*Task directions*
Count the lines holding the string "null" in the records, and give only the count.

*Records for this exercise*
───
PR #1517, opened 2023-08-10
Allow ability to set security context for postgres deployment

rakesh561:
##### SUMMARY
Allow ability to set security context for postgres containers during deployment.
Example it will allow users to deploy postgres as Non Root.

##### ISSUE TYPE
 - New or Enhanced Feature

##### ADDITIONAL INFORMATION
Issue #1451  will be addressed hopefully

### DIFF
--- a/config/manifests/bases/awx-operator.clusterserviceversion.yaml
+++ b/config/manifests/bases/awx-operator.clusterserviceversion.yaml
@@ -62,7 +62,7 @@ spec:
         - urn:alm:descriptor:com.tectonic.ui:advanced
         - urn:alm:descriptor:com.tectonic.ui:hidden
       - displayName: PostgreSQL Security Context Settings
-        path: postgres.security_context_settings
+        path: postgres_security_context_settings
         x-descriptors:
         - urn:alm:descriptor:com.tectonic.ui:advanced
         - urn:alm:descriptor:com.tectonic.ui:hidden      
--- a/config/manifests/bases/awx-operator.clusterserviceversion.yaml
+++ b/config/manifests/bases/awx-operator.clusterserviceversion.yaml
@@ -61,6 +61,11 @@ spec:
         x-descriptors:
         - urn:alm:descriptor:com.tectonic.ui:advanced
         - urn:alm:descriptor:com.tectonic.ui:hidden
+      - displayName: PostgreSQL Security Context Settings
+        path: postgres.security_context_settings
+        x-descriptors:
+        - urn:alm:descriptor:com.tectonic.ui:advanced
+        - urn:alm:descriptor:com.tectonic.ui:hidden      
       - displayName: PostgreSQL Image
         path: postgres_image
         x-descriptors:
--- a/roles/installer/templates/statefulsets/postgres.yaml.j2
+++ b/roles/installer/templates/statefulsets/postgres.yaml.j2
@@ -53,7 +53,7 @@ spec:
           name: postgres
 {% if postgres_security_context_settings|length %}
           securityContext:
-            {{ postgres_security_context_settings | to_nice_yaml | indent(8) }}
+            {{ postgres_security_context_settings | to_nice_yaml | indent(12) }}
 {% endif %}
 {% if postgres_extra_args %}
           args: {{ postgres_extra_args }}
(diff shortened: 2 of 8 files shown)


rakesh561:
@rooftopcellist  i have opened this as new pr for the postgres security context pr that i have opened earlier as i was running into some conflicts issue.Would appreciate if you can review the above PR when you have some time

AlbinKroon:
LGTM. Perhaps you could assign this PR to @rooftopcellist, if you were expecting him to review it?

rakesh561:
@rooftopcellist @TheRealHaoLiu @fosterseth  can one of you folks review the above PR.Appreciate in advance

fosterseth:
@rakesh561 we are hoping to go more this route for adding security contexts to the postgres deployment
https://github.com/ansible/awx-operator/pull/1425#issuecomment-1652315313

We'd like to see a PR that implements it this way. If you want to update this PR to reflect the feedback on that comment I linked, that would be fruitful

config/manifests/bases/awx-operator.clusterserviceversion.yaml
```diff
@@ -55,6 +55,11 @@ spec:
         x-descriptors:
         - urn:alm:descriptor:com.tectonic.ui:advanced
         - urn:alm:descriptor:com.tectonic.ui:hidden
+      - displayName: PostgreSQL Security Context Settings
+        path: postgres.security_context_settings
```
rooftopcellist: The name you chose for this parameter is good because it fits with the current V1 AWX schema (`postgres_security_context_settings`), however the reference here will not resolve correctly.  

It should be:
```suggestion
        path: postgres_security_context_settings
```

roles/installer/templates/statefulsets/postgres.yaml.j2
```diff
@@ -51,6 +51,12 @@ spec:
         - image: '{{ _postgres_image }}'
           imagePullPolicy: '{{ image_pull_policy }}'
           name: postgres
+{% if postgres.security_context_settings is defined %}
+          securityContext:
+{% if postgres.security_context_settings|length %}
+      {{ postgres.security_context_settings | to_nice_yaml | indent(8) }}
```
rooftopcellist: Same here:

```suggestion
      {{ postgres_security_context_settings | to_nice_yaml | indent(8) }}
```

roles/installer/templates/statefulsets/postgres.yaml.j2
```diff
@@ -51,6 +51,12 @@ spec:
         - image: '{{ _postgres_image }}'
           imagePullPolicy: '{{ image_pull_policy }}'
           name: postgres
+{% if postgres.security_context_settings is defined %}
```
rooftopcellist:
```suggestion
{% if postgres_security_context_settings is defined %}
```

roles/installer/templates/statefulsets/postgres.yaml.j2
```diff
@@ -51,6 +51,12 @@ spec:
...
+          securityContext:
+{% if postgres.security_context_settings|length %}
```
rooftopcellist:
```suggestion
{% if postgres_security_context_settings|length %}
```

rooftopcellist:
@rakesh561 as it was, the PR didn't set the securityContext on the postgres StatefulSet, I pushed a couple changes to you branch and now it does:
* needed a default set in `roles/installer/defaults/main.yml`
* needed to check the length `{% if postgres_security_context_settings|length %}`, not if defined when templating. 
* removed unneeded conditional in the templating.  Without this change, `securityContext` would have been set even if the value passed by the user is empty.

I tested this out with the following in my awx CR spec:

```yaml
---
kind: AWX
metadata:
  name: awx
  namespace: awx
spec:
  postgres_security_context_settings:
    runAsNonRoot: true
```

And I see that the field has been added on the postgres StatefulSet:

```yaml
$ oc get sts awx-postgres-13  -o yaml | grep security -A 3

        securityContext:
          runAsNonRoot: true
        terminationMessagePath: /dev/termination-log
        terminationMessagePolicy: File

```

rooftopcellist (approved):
───
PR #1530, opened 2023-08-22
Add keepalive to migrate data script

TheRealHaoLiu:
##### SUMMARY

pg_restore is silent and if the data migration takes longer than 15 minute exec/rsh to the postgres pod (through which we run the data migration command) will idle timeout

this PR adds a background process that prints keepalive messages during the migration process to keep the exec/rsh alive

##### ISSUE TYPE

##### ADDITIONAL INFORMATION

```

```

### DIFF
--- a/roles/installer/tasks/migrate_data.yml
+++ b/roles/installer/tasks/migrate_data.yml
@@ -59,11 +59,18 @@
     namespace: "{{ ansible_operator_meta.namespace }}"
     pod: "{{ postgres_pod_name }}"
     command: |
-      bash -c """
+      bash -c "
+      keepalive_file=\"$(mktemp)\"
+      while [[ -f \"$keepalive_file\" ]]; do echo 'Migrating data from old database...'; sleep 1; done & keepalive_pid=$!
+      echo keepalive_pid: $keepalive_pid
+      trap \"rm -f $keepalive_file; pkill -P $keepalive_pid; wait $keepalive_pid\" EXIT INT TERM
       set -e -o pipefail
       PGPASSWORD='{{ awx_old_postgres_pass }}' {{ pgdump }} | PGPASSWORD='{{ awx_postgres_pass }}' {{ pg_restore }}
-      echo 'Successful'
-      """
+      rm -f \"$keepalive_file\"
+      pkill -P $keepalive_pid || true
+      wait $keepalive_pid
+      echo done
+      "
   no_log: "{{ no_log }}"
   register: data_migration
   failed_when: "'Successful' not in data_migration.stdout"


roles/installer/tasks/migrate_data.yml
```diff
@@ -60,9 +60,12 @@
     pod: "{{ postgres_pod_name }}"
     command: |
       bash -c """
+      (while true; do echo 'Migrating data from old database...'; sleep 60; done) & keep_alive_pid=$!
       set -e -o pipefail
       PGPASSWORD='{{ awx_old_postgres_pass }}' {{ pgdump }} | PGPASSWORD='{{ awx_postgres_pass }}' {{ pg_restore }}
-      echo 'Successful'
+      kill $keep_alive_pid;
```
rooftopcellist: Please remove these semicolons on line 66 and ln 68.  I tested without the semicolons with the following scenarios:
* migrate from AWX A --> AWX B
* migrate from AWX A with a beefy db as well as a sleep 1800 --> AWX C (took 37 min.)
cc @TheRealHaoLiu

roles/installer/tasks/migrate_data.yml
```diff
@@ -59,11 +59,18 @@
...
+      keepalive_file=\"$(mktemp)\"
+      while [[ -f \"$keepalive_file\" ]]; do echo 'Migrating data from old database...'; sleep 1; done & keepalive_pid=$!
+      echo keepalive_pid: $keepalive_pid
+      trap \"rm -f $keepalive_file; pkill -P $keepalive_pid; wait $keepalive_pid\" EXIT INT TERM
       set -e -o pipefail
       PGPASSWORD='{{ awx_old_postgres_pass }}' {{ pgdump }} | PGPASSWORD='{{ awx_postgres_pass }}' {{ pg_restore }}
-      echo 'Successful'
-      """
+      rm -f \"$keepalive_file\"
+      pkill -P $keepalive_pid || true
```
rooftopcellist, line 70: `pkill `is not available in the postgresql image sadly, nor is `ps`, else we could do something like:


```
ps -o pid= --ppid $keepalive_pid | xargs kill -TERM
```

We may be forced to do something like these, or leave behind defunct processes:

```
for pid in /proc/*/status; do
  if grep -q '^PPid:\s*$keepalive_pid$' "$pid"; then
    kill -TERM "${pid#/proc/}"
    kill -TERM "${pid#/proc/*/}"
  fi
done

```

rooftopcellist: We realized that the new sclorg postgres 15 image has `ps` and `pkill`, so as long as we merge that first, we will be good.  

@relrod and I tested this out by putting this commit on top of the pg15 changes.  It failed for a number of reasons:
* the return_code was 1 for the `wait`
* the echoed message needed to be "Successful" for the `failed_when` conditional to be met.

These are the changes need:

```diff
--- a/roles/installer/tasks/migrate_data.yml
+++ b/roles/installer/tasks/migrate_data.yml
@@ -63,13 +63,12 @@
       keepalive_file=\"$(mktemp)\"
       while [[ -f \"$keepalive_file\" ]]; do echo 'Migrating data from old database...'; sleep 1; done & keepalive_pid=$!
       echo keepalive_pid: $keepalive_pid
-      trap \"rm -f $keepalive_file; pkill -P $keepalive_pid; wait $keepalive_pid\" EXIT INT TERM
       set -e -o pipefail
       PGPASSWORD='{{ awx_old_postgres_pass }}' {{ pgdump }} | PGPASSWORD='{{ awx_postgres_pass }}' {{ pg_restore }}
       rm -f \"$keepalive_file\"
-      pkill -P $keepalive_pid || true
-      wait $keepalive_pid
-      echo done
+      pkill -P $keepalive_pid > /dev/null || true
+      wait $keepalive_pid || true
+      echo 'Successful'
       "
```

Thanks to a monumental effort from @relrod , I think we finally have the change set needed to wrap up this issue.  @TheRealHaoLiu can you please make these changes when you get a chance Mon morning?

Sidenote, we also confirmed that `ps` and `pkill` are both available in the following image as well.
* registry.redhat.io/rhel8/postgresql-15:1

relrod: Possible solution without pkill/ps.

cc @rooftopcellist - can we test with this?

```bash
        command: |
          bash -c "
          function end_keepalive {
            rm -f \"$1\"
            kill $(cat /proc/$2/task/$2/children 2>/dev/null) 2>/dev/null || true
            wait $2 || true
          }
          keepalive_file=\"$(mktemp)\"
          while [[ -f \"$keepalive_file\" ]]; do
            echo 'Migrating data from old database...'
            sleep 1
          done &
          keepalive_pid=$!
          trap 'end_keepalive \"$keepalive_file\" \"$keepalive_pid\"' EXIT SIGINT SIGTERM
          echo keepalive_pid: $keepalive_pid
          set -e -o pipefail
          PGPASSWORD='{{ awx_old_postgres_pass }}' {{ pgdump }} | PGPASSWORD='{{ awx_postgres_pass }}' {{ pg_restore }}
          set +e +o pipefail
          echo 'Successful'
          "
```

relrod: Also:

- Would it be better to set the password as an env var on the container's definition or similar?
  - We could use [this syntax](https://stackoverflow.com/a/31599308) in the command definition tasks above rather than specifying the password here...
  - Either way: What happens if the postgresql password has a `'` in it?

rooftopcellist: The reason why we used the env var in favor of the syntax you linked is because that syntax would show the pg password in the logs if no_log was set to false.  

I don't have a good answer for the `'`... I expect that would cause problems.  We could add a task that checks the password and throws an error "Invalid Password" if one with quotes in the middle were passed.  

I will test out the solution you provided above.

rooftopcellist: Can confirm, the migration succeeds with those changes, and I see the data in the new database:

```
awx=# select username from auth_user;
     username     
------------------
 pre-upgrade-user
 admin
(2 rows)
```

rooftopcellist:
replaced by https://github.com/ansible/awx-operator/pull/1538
───
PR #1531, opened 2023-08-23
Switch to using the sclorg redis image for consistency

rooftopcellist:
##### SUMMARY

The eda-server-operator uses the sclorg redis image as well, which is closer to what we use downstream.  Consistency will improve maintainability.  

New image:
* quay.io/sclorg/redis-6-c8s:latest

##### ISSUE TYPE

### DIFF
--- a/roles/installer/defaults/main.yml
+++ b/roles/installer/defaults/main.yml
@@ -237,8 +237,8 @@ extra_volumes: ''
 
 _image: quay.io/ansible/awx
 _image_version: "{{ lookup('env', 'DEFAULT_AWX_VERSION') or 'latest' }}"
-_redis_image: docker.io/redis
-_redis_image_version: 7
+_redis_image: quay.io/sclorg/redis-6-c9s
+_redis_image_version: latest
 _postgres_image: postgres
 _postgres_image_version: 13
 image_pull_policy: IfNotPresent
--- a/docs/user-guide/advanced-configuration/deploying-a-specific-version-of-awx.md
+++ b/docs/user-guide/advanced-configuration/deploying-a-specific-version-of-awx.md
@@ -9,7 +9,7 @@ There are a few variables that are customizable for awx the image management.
───
*Task answer*
2